A modern fax machine uses some basic mechanics to get the job done:
- At the sending end, there is some sort of sensor to read the paper. Usually, a modern fax machine also has a paper-feed mechanism so that it is easy to send multi-page faxes.
- There is some standard way to encode the white and black spots that the fax machine sees on the paper so that they can travel through a phone line.
- At the receiving end, there is a mechanism that marks the paper with black dots.
A typical fax machine that you find in an office is officially known as a CCITT (ITU-T) Group 3 Facsimile machine . The Group 3 designation tells you four things about the fax machine:
- It will be able to communicate with any other Group 3 machine.
- It has a horizontal resolution of 203 pixels per inch (8 pixels/mm).
- It has three different vertical resolutions:
- Standard : 98 lines per inch (3.85 lines/mm)
- Fine : 196 lines per inch (7.7 lines/mm)

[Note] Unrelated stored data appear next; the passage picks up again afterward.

PR #511, opened 2020-05-11
Update User Agent

gzussa:


datadog/provider.go
```diff
@@ -111,7 +111,12 @@ func providerConfigure(d *schema.ResourceData) (interface{}, error) {
 
 	c := cleanhttp.DefaultClient()
 	c.Transport = logging.NewTransport("Datadog", c.Transport)
-	communityClient.ExtraHeader["User-Agent"] = fmt.Sprintf("terraform-provider-datadog/%s (go %s; terraform %s; terraform-cli %s)", version.ProviderVersion, runtime.Version(), meta.SDKVersionString(), datadogProvider.TerraformVersion)
+	communityClient.ExtraHeader["User-Agent"] = fmt.Sprintf(
```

- Super fine (not officially a Group 3 standard, but fairly common): 391 lines per inch (15.4 lines/mm)
- It can transmit at a maximum data rate of 14,400 bits per second (bps), and will usually fall back to 12,000 bps, 9,600 bps, 7,200 bps, 4,800 bps or 2,400 bps if there is a lot of noise on the line.
The fax machine typically has a CCD or photo-diode sensing array. It contains 1,728 sensors (203 pixels per inch), so it can scan an entire line of the document at one time. The paper is lit by a small fluorescent tube so that the sensor has a clear view.

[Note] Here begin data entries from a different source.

PR #512, opened 2020-05-11
Upgrade Latest Go Client - UserAgent Header adjustment

gzussa:


datadog/provider.go
```diff
@@ -111,7 +110,7 @@ func providerConfigure(d *schema.ResourceData) (interface{}, error) {
 
 	c := cleanhttp.DefaultClient()
 	c.Transport = logging.NewTransport("Datadog", c.Transport)
-	communityClient.ExtraHeader["User-Agent"] = getUserAgent("")
+	communityClient.ExtraHeader["User-Agent"] = getUserAgent("go-datadog-api")
```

The image sensor looks for black or white. Therefore, a single line of the document can be represented in 1,728 bits . In standard mode, there are 1,145 lines to the document. The total document size is:
1,728 pixels per line * 1,145 lines = approximately 2,000,000 bits of information
To reduce the number of bits that have to be transmitted, Group 3 fax machines use three different compression techniques:
- Modified Huffman (MH)
- Modified Read (MR)
Modified Modified Read (MMR)
The basic idea in these schemes is to look for "runs" of same-color bits. For example, if a line on the page is all white, the modem can transmit a dozen or so bits rather than the full 1,728 bits scanned for the line. This sort of compression can cut transmission time by a factor of at least two, and for many documents much more. A document containing a significant amount of white space can transmit in just a few seconds.
Receiving the Fax
The bits for the scanned document travel through the phone line and arrive at a receiving fax machine. The bits are decoded , uncompressed and reassembled into the scanned lines of the original document. There are five common ways to print the fax, depending on the type of machine that receives it:
- Thermal paper - When fax machines started infiltrating offices en mass in the 1980s, most of them used thermal paper. The paper is coated with chemicals that react to heat by turning black. Thermal paper has several big advantages:
- It is very inexpensive to build a thermal printer.
- Thermal printers have no moving parts except for the paper-feed mechanism.
- There are no expendables like ink or ribbons because the paper contains the ink.
- Thermal printers are nearly indestructible.
The only disadvantage is that the paper discolors over time, and it turns completely black if you leave it in a hot car.
- Thermal film - Thermal film uses a page-width ribbon that contains ink that melts onto paper when heated. This is more complicated mechanically than thermal paper but less complicated than an inkjet.
- Inkjet - This technique uses the same mechanism as an inkjet printer.
- Laser printer - This technique uses the same mechanism as a laser printer.
- Computer printer - The fax is actually received by a fax modem (a modem that understands the Group 3 data standards), stored on the computer's hard disc as a graphics file and then sent to the computer's usual printer.